値段付けはマーケティングの中で最も難しいと言われています。
高すぎると買ってもらえず、安すぎると儲けがでません。
ここで、ビジネスの一般論を話したいと思います。
ビジネスは価値と価値の交換である
という言葉があります。
ビジネスは「商品の価値」=「魅力」と、「お客様の持っている価値」=「お金」の交換だという意味です。
商品の魅力とお客様が支払うお金は等しいというのです。
アナタの商品の魅力に対して、いくらまでなら支払ってもよいとお客様は考えるでしょうか?

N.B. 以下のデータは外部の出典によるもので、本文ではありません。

PR #3036, opened 2017-01-04
Fix jsonpath expected output when checking registry volume secrets

soltysh:
In k8s 1.5 (see rebase PR: origin 12143) jsonpath output is slightly different than previously. Causing this line to fail. We need to pick `secret` or `secretName` when checking this task failure condition.

@dgoodwin mind checking if this is the right approach, this is needed for the rebase PR https://github.com/openshift/origin/pull/12143

@ncdc @smarterclayton fyi

### DIFF
--- a/roles/openshift_hosted/tasks/registry/secure.yml
+++ b/roles/openshift_hosted/tasks/registry/secure.yml
@@ -34,13 +34,12 @@
 - name: Create registry certificates if they do not exist
   command: >
     {{ openshift.common.client_binary }} adm ca create-server-cert
-    --signer-cert=/etc/origin/master/ca.crt
-    --signer-key=/etc/origin/master/ca.key
-    --signer-serial=/etc/origin/master/ca.serial.txt
+    --signer-cert={{ openshift_master_config_dir }}/ca.crt
+    --signer-key={{ openshift_master_config_dir }}/ca.key
+    --signer-serial={{ openshift_master_config_dir }}/ca.serial.txt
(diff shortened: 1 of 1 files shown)


dgoodwin:
LGTM @soltysh

smarterclayton:
So this isn't backwards compatible with old clients?

smarterclayton:
Ansible needs to be able to work across 'oc' versions

smarterclayton:
I guess this will work for both.

smarterclayton:
Can you also backport this to the 1.4 branch

soltysh:
> So this isn't backwards compatible with old clients?

It's written as or, so it'll expect either `secretName not found` or `secret not found` and should work with older clients.

> Can you also backport this to the 1.4 branch

On it.

liggitt:
isn't the right fix to filter the list of inspected volumes to ones that reference secrets, not tolerate jsonpath errors on other volume types?

liggitt:
```
{{ openshift.common.client_binary }} get dc/docker-registry
     {{ openshift.common.client_binary }} get dc/docker-registry
    -o jsonpath='{.spec.template.spec.volumes[?(@.secret)].secret.secretName}
```

soltysh:
Hmmm... that would make sense and would be much more readable (sort of 😉) but that'd require some change in this task so that it works as expected. I need to dig a bit deeper into ansible to fix it properly, in that case. Will work on in tomorrow morning.

soltysh:
I almost forgot, I've also changed hard coded paths to `ca.crt` to use variable.

soltysh:
Hmmm... the failure doesn't look like it's related to my changes, @sdodson is it?

sdodson:
Nope, CI infra problem.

こういった視点から、価格付けをしてみても面白いかもしれませんね。
関連記事①⇒価格の値下げをしていい時
関連記事②⇒価格の値下げをしてはいけない理由
まとめ
いかがでしたでしょうか?
マーケティングミックスの4Pにはターゲットとするお客様に、最適な商品を最適な方法で提供する流れを考えるという目的があります。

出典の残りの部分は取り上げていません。